Tropical Green, la pecera intergaláctica y el chico de azul.



Me empapo las manos de turquesa mientras me miro al espejo con rapidez.
Ahí estoy, con la misma cara de desconfianza y cansancio de siempre.
"Sonríe, que parece que siempre estás enfadada" solía decirme mi madre de pequeña.
Aún mantengo el gesto, supongo que el tiempo no me ha cambiado mucho, pero ella ya no intenta corregirlo. Seguramente admitió hace mucho que esa era mi verdadera yo.

He manchado el suelo con el tinte, tengo la cabeza llena de azul. Por dentro y por fuera. Lo de dentro es sólo culpa de él, pero eso lo contaré cuando limpie el estropicio del suelo. Bien, ya está.
No importan las distancias, a veces no. Los kilómetros no arruinan estas cosas del sentir, somos los humanos y nuestra desconfianza. No le veo desde el martes. Mañana es domingo (ya, mejor dicho, pero aún no ha amanecido). En unas horas le veré, entonces. A veces me lío con mis propias palabras. Me he dado cuenta con el tiempo de que a veces sólo puedo entenderme yo. Y ya he dicho "a veces" dos veces en dos frases seguidas. Soy más seguida que una paja. Pues eso, que en unas horas estaré completamente azul. Él me azula. Dice que yo le azulo, pero su azul es diferente al mío. El es añil, yo soy índigo, pero se complementan perfectamente.

¿Habéis sentido alguna vez como si esa persona fuera un trocito de tí perdido por ahí?
A veces lo siento.
Se parece a mi lo suficiente como para entender y amar mis rarezas y nos diferenciamos lo justo como para aprender el uno del otro. Somos dos piezas de puzzle que encajan, como mi cabeza en su hombro.
Pero por hoy ya he sido demasiado dulce (y vosotros no le diréis nada a nadie), porque últimamente estoy enfadada con absolutamente todo el mundo, pero él no me enfada ni aunque le ponga empeño. Tiene un don.
Se me hace tarde, me dan las seis de la mañana y se supone que me levanto en pocas horas para ducharme y demás tareas con poco sentido. Estoy un tanto gris hoy, pero se me pasará en cuanto le vea, lo sé.

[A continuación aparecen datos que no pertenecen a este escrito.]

PR #993, opened 2020-01-24
use per topic -store- to verify already queried documents

### LINKED ISSUE #992: Poor performance for OEREBlex queries
It was reported that OEREBlex API calls are slow. This means that time from request to response lasts regularly more then 5 seconds which is indeed not satisfying.

@MaxHoeferGEOINFO & @jwkaltz could you please add some details of your statistics here?

vvmruder:
fixes #992

### DIFF
--- a/pyramid_oereb/contrib/sources/plr_oereblex.py
+++ b/pyramid_oereb/contrib/sources/plr_oereblex.py
@@ -35,6 +35,7 @@ class DatabaseOEREBlexSource(DatabaseSource):
         """
         super(DatabaseOEREBlexSource, self).__init__(**kwargs)
         self._oereblex_source = OEREBlexSource(**Config.get_oereblex_config())
+        self._queried_lexlinks = {}
 
     def get_document_records(self, params, public_law_restriction_from_db):
         """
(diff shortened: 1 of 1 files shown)


vvmruder:
@MaxHoeferGEOINFO & @jwkaltz & @kdeininger could you please test if this is working?

pfirpfel:


```diff

Complexity increasing per file
==============================
- pyramid_oereb/contrib/sources/plr_oereblex.py  1
         
```


See the complete overview on [Codacy](https://app.codacy.com/manual/pyramid_oereb/pyramid_oereb/pullRequest?prid=4880381&bid=16171273)

vvmruder:
This could be optimized to a global store of documents. But I think it is quite unusual that law documents are shared between topics.

jwkaltz:
Here are some results of performance tests, focusing on the most problematic extracts currently at Schwyz: 
* For 8 extracts currently taking on average 10 seconds, the average goes down to 3 seconds
* The maximum time goes down from 14 seconds to 4 seconds.

There is no significant difference with the approach proposed in #984, in fact, in most cases, this approach here is a bit faster than the one #984. I assume it depends on how close the tested extracts are (I assume neighbouring parcels will tend to share some geolinks).

In any case, because this PR has no drawbacks at all and has a huge performance benefit, I propose to merge this one as standard behavior now.

MaxHoeferGEOINFO:
Hi all

I have also done some tests yesterday, I just wanted to confirm that I included the changes correctly in my custom code, before I share the results here. The results can be find attached. 
[OEREB Test 20200127.xlsx](https://github.com/openoereb/pyramid_oereb/files/4120909/OEREB.Test.20200127.xlsx)

I also see a very good improvement - requests which took 9 seconds are now down to 3, and our biggest property in AI went from 44 seconds down to 6. 

Thanks a lot for the efforts here, I think this is very good already. 
Cheers
Max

He decidido cambiar la apariencia del blog, y no he parado hasta que me he sentido conforme.
Lejos de lo que fué, quizás un poco, pero todos necesitamos cambios.
Antes tenía otra vida. Al menos siento que todo ha cambiado. Incluso yo.
Me paso muchas horas abrazada a mí misma, intentando comprenderme y quererme sin éxito.
Al menos lo intento, aunque siempre termine hecha un ovillo entre un montón de mantas, soñando para no tener que ver pasar las horas en la realidad... Y no exagero, y eso también me pone gris.

Así que por hoy doy esto por terminado.
Me marcho a dormir, que mañana será otro día.
...O eso dicen.

1 comentario:

La Petite Poupée dijo...

Me gusta cómo te veo, te veo más azul que nunca y te sienta bien :)

El blog me gusta cómo te quedó, la nueva cabecera está muy chula^^

Un besazo preciosa!!!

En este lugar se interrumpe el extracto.